Restructuring Charges – 2011
During 2011, we recorded total costs to implement of $40.0 associated with previously approved initiatives that are part of our 2005 and
2009 Restructuring Programs, and the costs consisted of the following:
net charge of $3.4 primarily for employee-related costs, including severance and pension benefits;
implementation costs of $27.2 for professional service fees, primarily associated with our initiatives to outsource certain finance processes and
realign certain distribution operations, realign certain support functions to a more regional basis and realign certain manufacturing facilities;and
accelerated depreciation of $14.6 associated with our initiatives to realign certain distribution operations and close certain manufacturing
operations, offset by a net gain of $5.2 primarily due to the sale of a facility in Germany.

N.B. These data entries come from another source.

PR #156, opened 2020-11-11
CKKS Tensor

youben11:
## Description
This introduce an encrypted tensor using CKKS. It can stores an N-dimensional plain tensor into a (N-1)-dimensional encrypted tensor by batching one of the axis into the ciphertexts.

## Checklist

### DIFF
--- a/tenseal/cpp/tensors/ckkstensor.cpp
+++ b/tenseal/cpp/tensors/ckkstensor.cpp
@@ -1,0 +1,47 @@
+#include "tenseal/cpp/tensors/ckkstensor.h"
+
+using namespace seal;
+using namespace std;
+
+namespace tenseal {
+
+CKKSTensor::CKKSTensor(const shared_ptr<TenSEALContext>& ctx,
+                       const vector<double>& data, std::optional<double> scale)
+    : _shape({data.size()}), _strides({1}) {
+    this->link_tenseal_context(ctx);
+    if (scale.has_value()) {
+        this->_init_scale = scale.value();
+    } else {
+        this->_init_scale = ctx->global_scale();
+    }
+
+    for (int i = 0; i < data.size(); i++)
+        _data.push_back(CKKSTensor::encrypt(ctx, this->_init_scale, data[i]));
+}
+
+Ciphertext CKKSTensor::encrypt(const shared_ptr<TenSEALContext>& ctx,
+                               const double scale, const double data) {
+    return encrypt(ctx, scale, {data});
+}
+
+Ciphertext CKKSTensor::encrypt(const shared_ptr<TenSEALContext>& ctx,
+                               const double scale, const vector<double>& data) {
+    if (data.empty()) {
+        throw invalid_argument("Attempting to encrypt an empty vector");
+    }
+    auto slot_count = ctx->slot_count<CKKSEncoder>();
+    if (data.size() > slot_count)
+        // number of slots available is poly_modulus_degree / 2
+        throw invalid_argument(
+            "can't encrypt vectors of this size, please use a larger "
+            "polynomial modulus degree.");
+
+    Ciphertext ciphertext(ctx->seal_context());
+    Plaintext plaintext;
+    ctx->encode<CKKSEncoder>(data, plaintext, scale);
+    ctx->encryptor->encrypt(plaintext, ciphertext);
+
+    return ciphertext;
+}
+
+}  // namespace tenseal
--- a/tenseal/cpp/tensors/ckkstensor.cpp
+++ b/tenseal/cpp/tensors/ckkstensor.cpp
@@ -176,10 +176,12 @@ string CKKSTensor::save() const {
 
 shared_ptr<CKKSTensor> CKKSTensor::copy() const {
     // TODO
+    return nullptr;
 }
 
 shared_ptr<CKKSTensor> CKKSTensor::deepcopy() const {
     // TODO
+    return nullptr;
 }
 
 }  // namespace tenseal
--- a/tenseal/cpp/tensors/ckkstensor.cpp
+++ b/tenseal/cpp/tensors/ckkstensor.cpp
@@ -18,13 +18,8 @@ CKKSTensor::CKKSTensor(const shared_ptr<TenSEALContext>& ctx,
 
     vector<double> plain_data = tensor.data();
     for (int i = 0; i < plain_data.size(); i++)
-        _data.push_back(
-            CKKSTensor::encrypt(ctx, this->_init_scale, plain_data[i]));
-}
-
-Ciphertext CKKSTensor::encrypt(const shared_ptr<TenSEALContext>& ctx,
-                               const double scale, const double data) {
-    return encrypt(ctx, scale, vector<double>({data}));
+        _data.push_back(CKKSTensor::encrypt(ctx, this->_init_scale,
+                                            vector<double>({plain_data[i]})));
 }
 
 Ciphertext CKKSTensor::encrypt(const shared_ptr<TenSEALContext>& ctx,
--- a/tenseal/cpp/tensors/ckkstensor.cpp
+++ b/tenseal/cpp/tensors/ckkstensor.cpp
@@ -1,13 +1,14 @@
 #include "tenseal/cpp/tensors/ckkstensor.h"
 
+namespace tenseal {
+
 using namespace seal;
 using namespace std;
 
-namespace tenseal {
-
 CKKSTensor::CKKSTensor(const shared_ptr<TenSEALContext>& ctx,
-                       const vector<double>& data, std::optional<double> scale)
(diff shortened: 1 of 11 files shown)


tenseal/cpp/tensors/ckkstensor.cpp
```diff
@@ -0,0 +1,47 @@
+#include "tenseal/cpp/tensors/ckkstensor.h"
+
+using namespace seal;
+using namespace std;
+
+namespace tenseal {
+
+CKKSTensor::CKKSTensor(const shared_ptr<TenSEALContext>& ctx,
+                       const vector<double>& data, std::optional<double> scale)
```
bcebere, line 9: Why isn't data a PlainTensor directly?

tenseal/cpp/tensors/ckkstensor.h
```diff
@@ -0,0 +1,87 @@
...
+   public:
+    
+    /**
+     * Create a new CKKSTensor from an 1D vector.
+     * @param[in] input vector.
+     * @param[in] input vector.
+     * @param[in] input vector.
+     */
+    static shared_ptr<CKKSTensor> Create(const shared_ptr<TenSEALContext>& ctx,
+                                         const vector<double>& data,
```
bcebere, line 21: Maybe PlainTensor instead of vector?

tenseal/cpp/tensors/ckkstensor.cpp
youben11: True that expecting a PlainTensor would make life much easier. I will only encrypt data and use the previously saved strides and shape.

tenseal/cpp/tensors/ckkstensor.cpp
```diff
@@ -0,0 +1,185 @@
...
+    if (scale.has_value()) {
+        this->_init_scale = scale.value();
+    } else {
+        this->_init_scale = ctx->global_scale();
+    }
+
+    vector<double> plain_data = tensor.data();
+    for (int i = 0; i < plain_data.size(); i++)
+        _data.push_back(
+            CKKSTensor::encrypt(ctx, this->_init_scale, plain_data[i]));
```
bcebere, line 22: It's for another PR, but I think it could be useful to add iterator support for the PlainTensors.

tenseal/cpp/tensors/ckkstensor.cpp
```diff
@@ -0,0 +1,185 @@
...
+}
+
+Ciphertext CKKSTensor::encrypt(const shared_ptr<TenSEALContext>& ctx,
+                               const double scale, const double data) {
+    return encrypt(ctx, scale, vector<double>({data}));
+}
+
+Ciphertext CKKSTensor::encrypt(const shared_ptr<TenSEALContext>& ctx,
+                               const double scale, const vector<double>& data) {
```
bcebere, line 31: data can be a PlainTensor as well.

tenseal/cpp/tensors/ckkstensor.cpp
```diff
@@ -0,0 +1,185 @@
...
+
+    Ciphertext ciphertext(ctx->seal_context());
+    Plaintext plaintext;
+    ctx->encode<CKKSEncoder>(data, plaintext, scale);
+    ctx->encryptor->encrypt(plaintext, ciphertext);
+
+    return ciphertext;
+}
+
+PlainTensor<double> CKKSTensor::decrypt() const {
```
bcebere, line 50: This call can be moved to the encrypted_tensor interface, it's just duplicated code, I guess.

(for another PR)

bcebere (commented):
Great work, this is shaping up nicely.

For the save/load part you will need to update the protobuffers as well.
If you think the current encrypted tensor API is hard to extend, we can rethink the interface.

tenseal/tensors/__init__.py
```diff
@@ -103,4 +120,32 @@ def ckks_vector_from(context, data):
     )
 
 
-__all__ = ["bfv_vector", "bfv_vector_from", "ckks_vector", "ckks_vector_from"]
+def ckks_tensor(context, tensor, scale=None):
+    """Constructor method for the CKKSVector object, which can store a list
```
bcebere, line 124: CKKSTensor instead of CKKSVector?

tenseal/tensors/__init__.py
```diff
@@ -103,4 +120,32 @@ def ckks_vector_from(context, data):
...
+    of float numbers in encrypted form, using the CKKS homomorphic encryption
+    scheme.
+
+    Args:
+        context: a TenSEALContext object, holding the encryption parameters and keys.
+        tensor: a PlainTensorDouble holding data to be encrypted.
+        scale: the scale to be used to encode vector values. CKKSVector will use the global_scale provided by the context if it's set to None.
```
bcebere, line 131: CKKSTensor?

tests/python/tenseal/test_enc_dec.py
```diff
@@ -94,3 +96,16 @@ def test_ckks_empty_encryption(plain_vec):
     with pytest.raises(ValueError) as e:
         ckks_vec = ts.ckks_vector(context, plain_vec, scale)
     assert str(e.value) == "Attempting to encrypt an empty vector"
+
+
```
bcebere, line 100: Could be possible to reuse the CKKSVector tests?

bcebere (commented):
Looking good so far, just a few minor observations

tests/python/tenseal/test_enc_dec.py
youben11: I just wanted to test this simple functionality for now, and the CKKSVector tests aren't using plainvector objects and only takes vectors as input, which should be N-D for the CKKSTensor tests. So maybe they will need to be separate at some point.

tenseal/cpp/tensors/ckkstensor.cpp
bcebere: The rest of the API uses PlainTensor for encrypt. Maybe we should do the same here.

tenseal/cpp/tensors/ckkstensor.cpp
```diff
@@ -0,0 +1,187 @@
...
+        this->_init_scale = ctx->global_scale();
+    }
+
+    vector<double> plain_data = tensor.data();
+    for (int i = 0; i < plain_data.size(); i++)
+        _data.push_back(
+            CKKSTensor::encrypt(ctx, this->_init_scale, plain_data[i]));
+}
+
+Ciphertext CKKSTensor::encrypt(const shared_ptr<TenSEALContext>& ctx,
```
bcebere, line 25: Do we need a dedicated call for vectors of length 1?

The other implementations don't have it, as far as I remember.

bcebere (changes requested):
There are still a lot of TODOs in the code, a hope we do not forget about them.

tenseal/cpp/tensors/ckkstensor.cpp
youben11: Not of length 1, but we will need to encrypt vectors when we use batching, and I wanted to use the same function for encrypting a single value, which can be just a vector of length one. Is there a better way to do this?

tenseal/cpp/tensors/ckkstensor.cpp
youben11: Yeah, that would be great!

tenseal/cpp/tensors/ckkstensor.cpp
youben11: I see this encrypt more as an internal private function, that takes a vector of double values to batch into a single ciphertext. The constructor is responsible for manipulating the PlainTensor and constructing these vectors for encryption. What do you think?

tenseal/cpp/tensors/ckkstensor.cpp
bcebere: I was just wondering why we need a different call.

We already have encrypt(const shared_ptr<TenSEALContext>& ctx, const double scale, const vector<double>& data)

tenseal/cpp/tensors/ckkstensor.cpp
bcebere: I think it would be better for consistency to work with PlainTensors, because the rest of the tensors work with it already.

Or we should update them as well, to have a similar encrypt declaration.

tenseal/cpp/tensors/ckkstensor.cpp
youben11: Got you! Yeah you are right!

bcebere (approved):
LGTM! 

One idea: Leave some issues on Github with improvements/tests left to do for CKKSTensor; maybe others can help with them.

youben11:
@bcebere Yeah, all the TODOs will be translated into separate issues, that was the goal of doing an early merge.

Of the total costs to implement, $28.8 was recorded in selling, general and administrative expenses and $11.2 was recorded in cost of sales
for 2011.
Restructuring Charges – 2012
During 2012, we recorded total costs to implement of $.1 associated with previously approved initiatives that are part of our 2005 and 2009
Restructuring Programs, and the costs consisted of the following:
net benefit of $12.1 as a result of adjustments to the reserve, partially offset by employee-related costs;
implementation costs of $8.9 for professional service fees, primarily associated with our initiatives to outsource certain finance processes
and realign certain distribution operations; and
accelerated depreciation of $4.7 associated with our initiatives to realign certain distribution operations and close certain manufacturing
operations, offset by a net gain of $1.4 due to the sale of machinery and equipment in Germany.
Of the total cost to implement, a net benefit of $3.0 was recorded in selling, general and administrative expenses and total costs to
implement of $3.1 were recorded in cost of sales for 2012.

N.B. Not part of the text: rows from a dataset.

PR #158, opened 2020-11-22
SEAL 3.6

bcebere:
## Description
SEAL 3.6

Changelog: https://github.com/microsoft/SEAL/releases/tag/v3.6.0

## Checklist


CMakeLists.txt
```diff
@@ -6,6 +6,7 @@ set(CMAKE_CXX_STANDARD 17)
 set(CMAKE_CXX_STANDARD_REQUIRED True)
 
 include_directories(${CMAKE_CURRENT_SOURCE_DIR})
+include_directories(third_party/SEAL/native/src)
 
 # ##############################################################################
 # Third party
```
youben11, line 12: We can remove the comments here as we no longer build it using VS, right?

tenseal/cpp/context/sealcontext.cpp
```diff
@@ -28,16 +28,15 @@ EncryptionParameters create_bfv_parameters(size_t poly_modulus_degree,
...
         CoeffModulus::Create(poly_modulus_degree, coeff_mod_bit_sizes));
 
     return parameters;
 }
 
-shared_ptr<seal::SEALContext> create_context(EncryptionParameters parms) {
-    auto context = SEALContext::Create(parms);
-    return context;
+SEALContext create_context(EncryptionParameters parms) {
+    return SEALContext(parms);
```
youben11, line 40: Is there any reason for this change?

tenseal/cpp/context/tensealencoder.h
```diff
@@ -115,7 +115,7 @@ class TenSEALEncoder {
     /*
     Stores a shared_pointer to the SEAL Context.
     */
-    std::shared_ptr<SEALContext> _context;
+    SEALContext _context;
```
youben11, line 118: So we now keep a full copy of the context instead of a pointer? Why is that?

youben11 (changes requested):
Looks great! I left some questions here that we can discuss later over the meeting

The liability balances, which primarily consist of employee-related costs, for the initiatives under the 2005 and 2009 Restructuring Programs
are shown below:
Total
Balance December 31, 2009 $149.0
2010 Charges 64.6
Adjustments (23.3)
Cash payments (49.2)
Non-cash write-offs (1.7)
Foreign exchange (3.5)
Balance December 31, 2010 $135.9
2011 Charges 25.6
Adjustments (22.2)
Cash payments (64.1)
Non-cash write-offs .3
Foreign exchange (1.6)
Balance December 31, 2011 $ 73.9
2012 Charges 2.3
Adjustments (14.4)
Cash payments (41.5)
Non-cash write-offs 1.0
Foreign exchange (.3)
Balance December 31, 2012 $ 21.0
Non-cash write-offs associated with employee-related costs are the result of settlement, curtailment and special termination benefit charges
for pension plans and postretirement due to the initiatives implemented.